Habe ich nicht die Möglichkeit, in jedem Fall auf das Verfahren zu bestehen - es kann doch nicht sein, das man mir erst Kosten verursacht und dann einfach einen Rückzieher macht, ohne für die Folgen aufzukomen?


----------



## Der Jurist (23 Oktober 2003)

*Re: Anwaltkosten zum 2ten*



			
				Gast schrieb:
			
		

> Counselor, danke für die auskunft.
> 
> Aber so ganz klar ist mir das nicht, denn deine Worte bedeuten ja, wenn die Chancen des Verfahrens 50:50 stehen, sind die Kosten nicht erstattungsfähig.
> Habe ich nicht die Möglichkeit, in jedem Fall auf das Verfahren zu bestehen - es kann doch nicht sein, das man mir erst Kosten verursacht und dann einfach einen Rückzieher macht, ohne für die Folgen aufzukomen?




Wenn die andere Seite in Kenntnis Deiner Verteidigung einen Rückzieher macht, dann wird sie voraussichtlich auch die Kosten aufgebrummt bekommen.
Wer erst das Klageverfahren anstrengt und dann kneift, zahlt regelmäßig.


----------



## Counselor (23 Oktober 2003)

*Re: Anwaltkosten zum 2ten*



			
				Der Jurist schrieb:
			
		

> Wenn die andere Seite in Kenntnis Deiner Verteidigung einen Rückzieher macht, dann wird sie voraussichtlich auch die Kosten aufgebrummt bekommen.
> Wer erst das Klageverfahren anstrengt und dann kneift, zahlt regelmäßig.

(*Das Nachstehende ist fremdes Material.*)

Issue #4340, opened 2023-05-15
Multiple bugs with comment function


noah-arroyo:
### Description

(Uncertain if this should be split into multiple issues.)

**Expected behavior:** 

1. A comment remains intact even if the user types a space after the comment's closing phrase (`-->`).
2. Comment-style rendering applies only to text inside the comment's bounds.
3. Text within a comment isn't tallied in the word count.

**Buggy behavior:** 

1. When the user types a space after a comment's closing phrase (if that comment does not begin a line), auto-correct turns `-->` into `→`, which disables the comment.
2. When a comment begins a line, comment-style rendering applies to all text in that line, including text occurring outside the comment. When this bug occurs, bug No. 1 will not occur in the same line.
3. Zettlr's word-count function counts the text inside the comment, as well as the comment's opening and closing phrases ("`<!--` this is a comment `-->` and this is text outside the comment" is counted as 13 words).

### Reproducing

(Already explained above.)

### Zettlr Version

Beta (if applicable)

### Specify version

3.0.0-beta.4

### Installation Method

From the Website or GitHub

### Your Platform

- [X] Windows
- [ ] macOS
- [ ] Linux

### Architecture

- [X] Intel 64bit
- [ ] ARM 64bit

### Operating System Version

Windows 10

justjack2347:
@josh-133, @Mr-Verb and I will look to tackle some of this over the next week or so.

justjack2347:
Hi @noah-arroyo. Using release 3.0.0-beta.4 on a Windows 11 operating system, I am unfortunately unable to reproduce the first bug, however can reproduce both other bugs as noted. Hopefully either @josh-133 or @Mr-Verb can replicate your issue so we can find a solution. Cheers

justjack2347:
I have found an instance where the first bug can be reproduced. I was able to reproduce it when using the command "ctrl-shift-c" to create a comment around a selected piece of text. When doing this however, the comment styling bug does not occur. @noah-arroyo, was this sort of behaviour consistent with what you were experiencing or could you face all bugs at the same time?

Mr-Verb:
Did you mean this release: [Release v3.0.0-beta.4](https://github.com/Zettlr/Zettlr/releases/tag/v3.0.0-beta.4)? I downloaded the source code and ran yarn test-gui but cannot recreate the issue where the closing comment tag auto corrects to an arrow. I am on a windows 10 system running a WSL terminal. 

[...]

PR #4367, opened 2023-05-24
Change replacement of '--' to regex, to ignore autocorrect for <!--

justjack2347:
## Description

This changes the '--' replacement to a regex expression which does not allow '--' to autocorrect if the characters '<!' are in front of them. This should stop any problems with the term \
Changed the replacement string for '--' to a regex expression '/(?<!<!)--/'.

## Additional information

This is in regards to the issue #4340. Most changes recommended have been committed by @nathanlesage however I believe that this problem still persists. 
It is worth noting that the regex is potentially more confusing in the autocorrect tab of the preferences.

Additional contributors:
@josh-133 
@mr-verb

Tested on: Windows 11

### DIFF
--- a/source/app/service-providers/config/get-config-template.ts
+++ b/source/app/service-providers/config/get-config-template.ts
@@ -195,7 +195,7 @@ export default function getConfigTemplate (): ConfigOptions {
           { key: '(r)', value: '®' },
           // Interpunctation
           { key: '...', value: '…' },
-          { key: '--', value: '–' },
+          { key: '/(?<!<!)--/', value: '–' },
           { key: '---', value: '—' }
         ]
       } // END autoCorrect options


nathanlesage:
As much as I like the idea, this won't work, unfortunately.

* The autocorrect values must be simple strings. This RegExp is not going to work, it will simply look for the literal string of characters you put in there.
* Furthermore, allowing regular expressions would open the door to potential DoS attacks and unnecessarily complicate the logic.
* The correct way is to look for "protected nodes", as you will see in the corresponding file that contains the plugin's code here: https://github.com/Zettlr/Zettlr/blob/develop/source/common/modules/markdown-editor/commands/autocorrect.ts
* Lastly, as you will see there, I already added the last missing node that should not be autocorrected, inline `Comment`s. I did that after I closed issue #4340, when I noticed that I forgot to make that change.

So isses. Hier zieht meiner Meinung nach § 269 III ZPO.

Counselor

[Selbstedit, da ich fälschlich davon ausging, die Sache wäre noch nicht rechtshängig]


----------



## Teleton (23 Oktober 2003)

Hallo,
es scheint ja schon ein Klageverfahren anhängig zu sein (Forderung wurde begründet und es wurde erwidert). "Kneifen" kann der Kläger dann ja nur noch durch Klagerücknahme, dann werden auch die Kosten aufgebrummt §269 III ZPO. Sofern im laufenden Verfahren nur nicht mehr zurückgeschrieben wird, wird das Gericht dies bei der Entscheidung entsprechend berücksichtigen (möglicherweise ist die Sache ja "ausgeschrieben"). Im Urteil wird dann auch eine Kostenentscheidung getroffen.

Grüße
Teleton


----------



## Anonymous (24 Oktober 2003)

*Idee*

Ich habe da so eine Idee...
wenn man diesen Betrügern seinen eigenen Aufwand (vor allem Zeit) nicht so einfach in 
Rechnung stellen kann, so könnte man doch wir folgt vorgenen:

Ich gebe die Angelegenheit zur Prüfung einer dritten Person.
Diese Person kann dann eine horrende Rechnung (z.B. das 4-fache der unberechtigten Forderung)
an mich stellen, eben für die Prüfung der Angelegenheit. Diese Kosten kann man dann doch sicherlich den
Nextettern, Intrummern und Axmännern in Rechnung stellen..... 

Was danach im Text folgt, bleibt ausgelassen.